「丁寧な暮らし」
そんな言葉を日本で良く耳にしていた頃、私はその言葉を’’耳触りが良いもの’’として聞き流していました。
なんとなくイメージで、暮らしは丁寧な方がいいに決まっている。
そんな漠然とした捉え方をしていたのですが、「丁寧な暮らし」ということがどんなことなのか、私はモロッコという異国の地で、思いがけずとも学ぶことになったのです。
2020年から猛威を奮っているコロナの真っ只中、私は2度もモロッコに渡り、長期で現地の人と生活を共にしています。
今回は、その体験に基づき見えてきた「丁寧な暮らし」について、綴ってみようと思います。
目次
ZOOM漬けの毎日から一変
Withコロナの生活にも慣れてきた2021年、私と人との出会いはオンラインコミュニティという場を通して一気に広がっていました。
ありがたいことに、初めからとても素敵なコミュニティに出会うことができ、そこで出会った人たちは今ではかけがえのない仲間となっています。
モロッコでのリトリートツアーや個人ツアーの提供の準備に向けて現地モロッコに渡るべく、会社員を退職した私の生活はほとんど家での仕事に。
それゆえZOOMというオンラインミーティングのサービスを使ってコーチングセッションを行ったり、コミュニティの仲間と対話したり、気づけば一日中オンラインで人と話す日々が続いたこともありました。
そして、いよいよモロッコに渡り現地での生活を初めてみると、’’ZOOM’’という言葉はいっさい聞かなく、オフラインの生活に一変したのです。
モロッコの人々はわざわざ会って話をする
現地でのコロナの感染者は爆発的に増えているというわけではなくとも、その影響はとても大きなものでした。
観光大国でもあるモロッコでは、職を失った人で溢れかえり、観光客でごった返していた有名な観光都市の広場では、現地の人しか見かけないほどに。

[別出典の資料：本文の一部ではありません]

PR #5021, opened 2024-02-07
[omdb] Add `db rack list`

jgallagher:
In the context of #5009, it would be good to be able to quickly confirm whether a rack has the correct or incorrect subnet recorded in CRDB.

Madrid is incorrect (as expected):

```
root@oxz_switch1:~# /var/tmp/john/omdb db rack list
ID                                   INITIALIZED TUF_BASE_URL RACK_SUBNET
ed6bcf59-9620-491d-8ebd-4a4eebf2e136 true        -            fd00:1122:3344:1::/56
```

Rack2 is correct (not surprising, since this would've been set after RSS ran, which means it wouldn't hit #5009, although I don't know _exactly_ how this did get set in practice):

```
root@oxz_switch1:~# /var/tmp/john/omdb db rack list
ID                                   INITIALIZED TUF_BASE_URL RACK_SUBNET
de608e01-b8e4-4d93-b972-a7dbed36dd22 true        -            fd00:1122:3344:100::/56
```

### DIFF
--- a/dev-tools/omdb/src/bin/omdb/db.rs
+++ b/dev-tools/omdb/src/bin/omdb/db.rs
@@ -160,6 +160,8 @@ pub struct DbFetchOptions {
 /// Subcommands that query or update the database
 #[derive(Debug, Subcommand)]
 enum DbCommands {
+    /// Print information about the rack
+    Rack(RackArgs),
     /// Print information about disks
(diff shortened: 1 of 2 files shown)


andrewjstone (approved):
Looks awesome. I'm guessing the limit around racks is not an issue right now :)

Issue #5014, opened 2024-02-07
Blueprint Execution Zone Deployment rewrites `omicron-zones.json` unnecessarily


andrewjstone:
Almost every time we sync, we seem to be committing a new version of the ledger even though nothing has changed. This will cause unnecessary wear on the U.2s on a real system, and is generally just bad form.

PR #5025, opened 2024-02-08
[sled-agent] Avoid unnecessary ledger commit

smklein:
Fixes https://github.com/oxidecomputer/omicron/issues/5014


andrewjstone (approved):
Ha, that was the exact fix I was going to make this morning before our long discussion and my punt to you! Glad we agree :D

PR #5029, opened 2024-02-08
[nexus] Improve logging when transactions retry

smklein:
I was trying to determine whether or not transaction retries spiked alongside a CRDB crash, and found that the current mechanism of tracking "which transactions did we retry" could use a little improvement.

Although we do send these retry attempts to Clickhouse (and I'm able to see them for historical data) this doesn't help us if Nexus crashes before those queries can be pulled by Oximeter.

This PR adds logging for these cases:
- It logs with `warn` if we retry at all
- It logs with `info` if a retried transaction completes

### DIFF
--- a/nexus/db-queries/src/transaction_retry.rs
+++ b/nexus/db-queries/src/transaction_retry.rs
@@ -9,6 +9,7 @@ use chrono::Utc;
 use diesel::result::Error as DieselError;
 use oximeter::{types::Sample, Metric, MetricsError, Target};
 use rand::{thread_rng, Rng};
+use slog::{info, warn, Logger};
 use std::sync::{Arc, Mutex};
 use std::time::Duration;
 
@@ -60,6 +61,10 @@ impl RetryHelperInner {
         Self { start: Utc::now(), attempts: 1 }
     }
 
+    fn has_retried(&self) -> bool {
+        self.attempts > 1
+    }
+
     fn tick(&mut self) -> Self {
         let start = self.start;
         let attempts = self.attempts;
@@ -74,6 +79,7 @@ impl RetryHelperInner {
 /// Helper utility for tracking retry attempts and latency.
 /// Intended to be used from within "transaction_async_with_retry".
 pub struct RetryHelper {
+    log: Logger,
     producer: Producer,
     name: &'static str,
     inner: Mutex<RetryHelperInner>,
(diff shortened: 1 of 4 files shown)


smklein:
I'll get a doc up for "how to poke at clickhouse for this info" too, since this took me a sec, and is probably also useful to write down somewhere.

nexus/db-queries/src/transaction_retry.rs
```diff
@@ -151,14 +182,13 @@ impl RetryHelper {
...
-        self,
+    // Converts this function to a retryable callback that can be used from
+    // "transaction_async_with_retry".
+    fn as_callback(
+        self: Arc<Self>,
     ) -> impl Fn() -> futures::future::BoxFuture<'static, bool> {
-        let r = Arc::new(self);
         move || {
-            let r = r.clone();
+            let r = self.clone();
```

ところが、そんな中でもコロナ以前に訪れたモロッコと比較して全く変わらない光景がそこにはありました。
それは、
モロッコの文化でもあるカフェでの光景です。
人々はコロナというものがまるで存在していないかのように、マスクもせずに何時間も楽しそうに話しているではありませんか…!
4つの都市とそれぞれの村を周りましたが、その光景はいたって同じ。オンラインで人と話すのではなく、わざわざカフェで会って話す。それも、若い人から年配の人まで。
モロッコでのカフェは男性の文化なのですが、女性も夕方になると外で座っておしゃべりをする光景を良く目にしていました。
モロッコの人々と関わるなかでも感じているのですが、彼ら彼女らは話すことが大好きで、人と共に過ごす時間を大事にしています。
たとえば、普段生活を共にしている家族同士でさえ、会うたびに握手をしたりハグをしたりするのだ。
そんな光景を目の当たりにしながら、日本の知り合いたちの言葉がふと、頭をよぎりました。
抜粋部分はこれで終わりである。